# Scottish Boarder



## tomtom88 (Nov 13, 2008)

cannae mean cannot? so sweet. i wish i spoke similiar to my roots...


----------



## Guest (Nov 21, 2008)

Yeah tt88, your translation is correct - I will need to calm down my Scottish when on here!!


----------



## tomtom88 (Nov 13, 2008)

no need to put a lid on it. just be ready to deliver some explanations!


----------



## Vlaze (Nov 12, 2008)

Sorry but I just have to ask, ever try going down a mountain with a kilt?


----------



## Guest (Nov 22, 2008)

Vlaze said:


> Sorry but I just have to ask, ever try going down a mountain with a kilt?


I have never done it bt I was once in Tignes, France with a buddy that went through the park wearing a kilt. He was a major hit with the ladies!!


----------



## Guest (Nov 22, 2008)

only thought of snowboarding with a kilt makes me laugh
too bad you cannot do it in canada, because you will arrive with frozen balls


----------



## Vlaze (Nov 12, 2008)

Chunk Dawz said:


> I have never done it bt I was once in Tignes, France with a buddy that went through the park wearing a kilt. He was a major hit with the ladies!!


Awesome, Awesome to the max, and welcome to the forum!


----------



## PaoloSmythe (Aug 19, 2007)

Chunk Dawz said:


> I will need to calm down my Scottish when on here!!


och! you'll nae need to calm your language anymore than you'd have to quit eating nips and tatties!

i can understand you and i am english! give these northern americans some culture and keep up the good work ya wee bairn!


----------



## PaoloSmythe (Aug 19, 2007)

mpdsnowman said:


> Wait a minute:laugh: U tryin to say Americans like me are not up to snuff on scottish culture.. Well let me put that to bed right now
> 
> When it comes to Glascow Scotland and the kilt there is only one person u need to know of...


Roddy Piper, someone allegedly made famous by his particpation in the AMERICAN 'sport' (NOT a sport) of Wrestling.

Roddy Piper, born April 17, 1954 in Saskatoon, CANADA and raised in Winnipeg CANADA.

He now lives in Oregon AMERICA and it is doubtful as to whether he has ever even visited Scotland....

His latest claim to fame tho, is being filmed smoking a bong in public.... so i can see why you think he is righteous.

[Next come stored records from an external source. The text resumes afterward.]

PR #124, opened 2016-10-24
Feature/python3 support

cas--:
A rebase and continuation of the work in PR #117

Issue needing reviewed:
 - [x] In [` deluge/ui/console/commands/config.py`](https://github.com/deluge-torrent/deluge/pull/124/files#diff-50c098ec747e111ab711aee1a88205aeL61) is the change of `src.next` to `src` correct?
 - [x] Can use `from future_builtins import zip` to retain use of izip in Py2.

------ 

To verify code at this stage `python-modernize` can be used without `six` dependency. (Ignore long to int conversions in rencode and test_core):
`python-modernize --no-six -wn -j 2 --no-diffs -x libmodernize.fixes.fix_import deluge`
or
`futurize -1 -w -n --no-diffs -x absolute_import deluge`

So far from futurize Stage2 confirmed only these pass:

libfuturize.fixes.fix_division_safe 
libfuturize.fixes.fix_execfile
lib2to3.fixes.fix_long

- [ ] Use newstyle classes to fix: `libpasteurize.fixes.fix_newstyle`

This may help decide which direction we want to go with the codebase for Py3: 

http://python-future.org/faq.html#what-is-the-relationship-between-future-and-six

- [ ] Note must add these details to ticket or wiki
 - http://dev.deluge-torrent.org/ticket/1328
 - http://dev.deluge-torrent.org/wiki/Plan/Python3

### DIFF
--- a/deluge/common.py
+++ b/deluge/common.py
@@ -10,6 +10,7 @@
 """Common functions for various parts of Deluge to use."""
 
 import base64
+import functools
 import locale
 import logging
 import numbers
@@ -818,6 +819,7 @@ def utf8_encoded(s, encoding="utf8"):
     return s
 
 
+@functools.total_ordering
 class VersionSplit(object):
     """
     Used for comparing version numbers.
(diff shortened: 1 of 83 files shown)


aresch:
The changes to the commands/config.py look correct to me.  The next() function will call the correct function on the object to get the next iterable, .next() for Python2 or .__next__() for Python3.  Instead of passing the 'next function' to the atom function, we just pass it the object and let it do next(obj) instead of calling .next() or .__next__() on the object directly.

aresch:
The changes to import the zip from future_builtins will require a new dependency for Deluge.  This is probably OK, but we need to make sure it ends up in DEPENDS at a minimum.  As an aside, have we considered creating a proper requirements.txt file instead of the DEPENDS file? This would make it easier for people to do a simple pip install -r requirements.txt to fetch (most) of what's necessary.

aresch:
The fixes to division look good.  I was a bit worried about doing this and was going to do it in a separate PR, but I think what you've done makes sense.  The other option would have been to import in an old_division function from futurize but I wasn't terribly keen on that.

cas--:
What new dependency for [future_builtins](https://docs.python.org/2/library/future_builtins.html), it's included in Python 2. 

I have been looking at requirements.txt for pip but I'm not sure how much it will help on Linux as all the requirements are packaged and still need gtk and libtorrent.

aresch:
So it is.  I must have tried importing it with python3.

This PR looks good to me.

cas--:
@andar I have had to revert the iteritems changes as it has too many issues needing resolved. Namely `exceptions.RuntimeError: dictionary changed size during iteration`. Either we go through each change and decide what exact operation is needed or use `future` to apply the changes with the py2 shim.

aresch:
Yup, that sound good to me.  We can fix it or import something from the futurize package like you said.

and so yes, your choice by which you find fact (and 'snuff') consipire to make you look feckless once more. bravo. :laugh:


----------



## Perpetual3am (Nov 19, 2007)

And so the stereotype of Americans is confirmed...culture is the WWF.


----------



## Perpetual3am (Nov 19, 2007)

Rowdy didn't act in the WWF? Funny, as a kid I watched him in the WWF...When I was a kid...child...not a grownup..get the picture? :cheeky4::cheeky4:


----------



## Perpetual3am (Nov 19, 2007)

No one except you and little children care.


----------



## Flick Montana (Jul 9, 2007)

Umm, I'll take pandas over greasy roid monsters rolling all over each other any day.


----------



## Guest (Nov 24, 2008)

mpdsnowman said:


> WHAT!!!! he's not from scottland Ohhh come on...next thing u know your gonna tell me pro wrestling is fake:laugh:
> 
> Ya gotta love the rowdy one
> 
> BTW I thought of you last two weeks. Did u know the WWE was in the UK for the past two weeks. I think they were very near your home town. Did u go??? come on admit it you like it...did u go


Spot on MPD, the WWE was in Glasgow last week. I think Kane was there but not sure who else. Bit old for that stuff now but I do remember going to see the WWF about 15 years ago. Think my Brett the Hitman Hart sponge hand and cool shades are in the attic somewhere!!


----------



## Guest (Nov 24, 2008)

PaoloSmythe said:


> och! you'll nae need to calm your language anymore than you'd have to quit eating nips and tatties!
> 
> i can understand you and i am english! give these northern americans some culture and keep up the good work ya wee bairn!


Rab C - what a legend!!!!!
Good to see that there's someone else from this side of the big pond on the forum!


----------



## PaoloSmythe (Aug 19, 2007)

but you are one of the bad guys MPD.

i went to see WWF once.... not last week, but in my teenage years.... and even then it was only coz a class mate had a spare ticket.

it was funny coz the people sat next to me, had gone to see the wrestling the day before too (serious 'roid freak junkies i guess?) and were complaining that not only did the bouts all have the exact same results, but the choreography of every hold and throw was identical too.

quite a way for them to suffer the end of the illusion huh? one thing that wasn't planned for tho, was when someone lofted an unopened can of pepsi at Andre the Giant.


----------



## Guest (Nov 25, 2008)

One of my mates did a English essay on the WWF back in school - it was bloody hillarious!!!


----------



## kri$han (Feb 24, 2007)

Chunk Dawz said:


> Yeah tt88, your translation is correct - I will need to calm down my Scottish when on here!!


what?!

calm down the scottish!?

hells no, man, if anything, step that shiet up!.... haha, welcome :wave: when are you planning on going to whistler? I wanna go again in April to end my season.


----------